Abstract:
In this study an alternative indirect Rapid Tooling process is proposed. It essentially consists of producing sand moulds by Additive Manufacturing (AM) processes followed by casting of tools in the moulds. Various features of this tool making method have been investigated.
A process chain for the proposed tool manufacturing method was conceptually developed. This process chain referred to as Rapid Casting for Tooling (RCT) is made up of five steps including Computer Aided Design (CAD) modeling, casting simulation, AM of moulds, metal casting and finishing operations. A validation stage is also provided to determine the suitability of the tool geometry and material for RCT. The theoretical assessment of the RCT process chain indicated that it has potential benefits such as short manufacturing time, low manufacturing cost and good quality of tools in terms of surface finish and dimensional accuracy.
Focusing on the step of AM of the sand moulds, the selection of available AM processes between the Laser Sintering (LS) using an EOSINT S 700 machine and Three Dimensional Printing using a Z-Corporation Spectrum 550 printer was addressed by means of the Analytic Hierarchy Process (AHP). The criteria considered at this stage were manufacturing time, manufacturing cost, surface finish and dimensional accuracy. LS was found to be the most suitable for RCT compared to Three Dimensional Printing. The overall preferences for these two alternatives were respectively calculated at 73% and 27%. LS was then used as the default AM process of sand moulds in the present research work.
A practical implementation of RCT to the manufacturing of foundry tooling used a case study provided by a local foundry. It consisted of the production of a sand casting pattern in cast iron for a high pressure moulding machine. The investigation confirmed the feasibility of RCT for producing foundry tools. In addition it demonstrated the crucial role of casting simulation in the prevention of casting defects and the prediction of tool properties. The challenges of RCT were found to be exogenous mainly related to workmanship.
An assessment of RCT manufacturing time and cost was conducted using the case study above mentioned as well as an additional one dealing with the manufacturing of an aluminium die for the production of lost wax patterns. Durations and prices of RCT steps were carefully recorded and aggregated. The results indicated that the AM of moulds was the rate determining and cost driving step of RCT if procurement of technology was considered to be a sunk cost. Overall RCT was found to be faster but more expensive than machining and investment casting.

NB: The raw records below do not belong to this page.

PR #22646, opened 2021-12-10
polys/numberfields: Support conversions `ANP` --> `AlgebraicNumber`

skieffer:

* Give the `AlgebraicField` class a `to_alg_num(a)` method, which converts an `ANP` to an `AlgebraicNumber`.

* This is supported by a new method, `AlgebraicNumber.field_element()`, which is useful on its own.

* Make `AlgebraicField.integral_basis()` accept a `fmt` arg, so user can define the
  desired format for the returned basis elements.

#### Release Notes

* polys
  * Add support for conversions `ANP` --> `AlgebraicNumber`.

### DIFF
--- a/sympy/polys/numberfields/tests/test_basis.py
+++ b/sympy/polys/numberfields/tests/test_basis.py
@@ -1,6 +1,9 @@
-from sympy import QQ
 from sympy.abc import theta, x
+from sympy.core import S
+from sympy.core.numbers import AlgebraicNumber
+from sympy.functions.elementary.miscellaneous import sqrt
 from sympy.polys import Poly, cyclotomic_poly
+from sympy.polys.domains import QQ
 from sympy.polys.matrices import DomainMatrix, DM
 from sympy.polys.numberfields.basis import round_two
 from sympy.testing.pytest import raises
@@ -65,3 +68,15 @@ def test_round_two():
         # The computed basis need not equal the expected one, but their quotient
         # must be unimodular:
         assert (B.inv()*B_exp).det()**2 == 1
+
+
+def test_AlgebraicField_integral_basis():
+    alpha = AlgebraicNumber(sqrt(5), alias='alpha')
+    k = QQ.algebraic_field(alpha)
+    B0 = k.integral_basis()
+    B1 = k.integral_basis(fmt='sympy')
+    B2 = k.integral_basis(fmt='alg')
+    assert B0 == [k([1]), k([S.Half, S.Half])]
+    assert B1 == [1, S.Half + alpha/2]
+    assert B2 == [alpha.field_element([1]),
+                  alpha.field_element([S.Half, S.Half])]
--- a/sympy/core/numbers.py
+++ b/sympy/core/numbers.py
@@ -2835,6 +2835,50 @@ class AlgebraicNumber(Expr):
                     return AlgebraicNumber(r)
         return self
 
+    def field_element(self, coeffs):
+        r"""
+        Form another element of the same number field.
+
+        Explanation
+        ===========
+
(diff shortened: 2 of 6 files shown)


sympy/polys/numberfields/tests/test_basis.py
```diff
@@ -65,3 +68,15 @@ def test_round_two():
...
         assert (B.inv()*B_exp).det()**2 == 1
+
+
+def test_AlgebraicField_integral_basis():
+    alpha = AlgebraicNumber(sqrt(5), alias='alpha')
+    k = QQ.algebraic_field(alpha)
+    B0 = k.integral_basis()
+    B1 = k.integral_basis(fmt='sympy')
+    B2 = k.integral_basis(fmt='alg')
+    assert B0 == [k([1]), k([S.Half, S.Half])]
```
oscarbenjamin, line 79: I didn't realise that a list could be passed like this. I've just noticed a problem with this that the types of the elements in the list are not checked or converted:
```python
In [16]: K = QQ.algebraic_field(sqrt(2))

In [17]: K(1)
Out[17]: ANP([mpq(1,1)], [mpq(1,1), mpq(0,1), mpq(-2,1)], QQ)

In [18]: K([1])
Out[18]: ANP([1], [mpq(1,1), mpq(0,1), mpq(-2,1)], QQ)

In [19]: K([sqrt(2)])
Out[19]: ANP([sqrt(2)], [mpq(1,1), mpq(0,1), mpq(-2,1)], QQ)
```
Perhaps `of_type` should be checked and an error raised:
```python
In [22]: K.domain.of_type(QQ(1))
Out[22]: True

In [23]: K.domain.of_type(1)
Out[23]: False
```

oscarbenjamin:
Looks good. Thanks!

sympy/polys/numberfields/tests/test_basis.py
skieffer: Oh, that slipped right by me! Well, what we currently have in the `ANP` constructor is kind of odd:

https://github.com/sympy/sympy/blob/81cd2630631e315586f796646a7f9268e71bf484/sympy/polys/polyclasses.py#L1515-L1518

When the incoming `rep` is _not_ a list, it converts for you (which is why the `K(1)` example above works out okay).

So when `rep` _is_ a list, what do you want to do? Follow suit and convert, or do type checking and raise an exception?

oscarbenjamin: I guess it can just convert.

I don't like implicit conversions in general because they slow things down. In polys there are often things that are slow because of this. With implicit conversions you don't notice unless you profile things. With a TypeError you see straight away where you need to do a convert.

Also with explicit conversions you can specify what to convert from e.g. `K1.convert(x, K2)` is often significantly faster than `K1.convert(x)` even if both work. You can only use the explicit `K2` if you are making an explicit conversion though.

skieffer: Well, I would tend to be in favor of converting, from a convenience standpoint; on the other hand, I do see your point about implicit conversions.

Digging some more, I discovered that `ANP` already has a `from_list()` method:

https://github.com/sympy/sympy/blob/81cd2630631e315586f796646a7f9268e71bf484/sympy/polys/polyclasses.py#L1600-L1604

which, arguably, is the "right" way to build an `ANP` from a list of arbitrary types.

I could see giving `AlgebraicField` its own `from_list()` method which uses this, so that the example from the unit test above becomes

```python
k.from_list([S.Half, S.Half])]
```

oscarbenjamin: Yes, I think that a `from_list` method is better. Probably `k([1])` should convert just like `k(1)` does but `k([sqrt(2)])` should be an error in any case.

Modern surface analyses and scanning techniques were used to assess the quality of RCT tools in terms of surface finish and dimensional accuracy. The best surface finish obtained for the cast dies had Ra and Rz respectively equal to 3.23 μm and 11.38 μm. In terms of dimensional accuracy, 82% of cast die points coincided with die Computer Aided Design (CAD) data which is within the typical tolerances of sand cast products. The investigation also showed that mould coating contributed slightly to the improvement of the cast tool surface finish. Finally this study also found that the additive manufacturing of the sand mould was the chief factor responsible for the loss of dimensional accuracy. Because of the above, it was concluded that light machining will always be required to improve the surface finish and the dimensional accuracy of cast tools.
Durability was the last characteristic of RCT tools to be assessed. This property was empirically inferred from the mechanical properties and metallographic analysis of castings. Merit of durability figures of 0.048 to 0.152 were obtained for the cast tools. It was found that tools obtained from Direct Croning (DC) moulds have merit of durability figures three times higher than the tools produced from Z-Cast moulds thus a better resistance to abrasion wear of the former tools compared to the latter.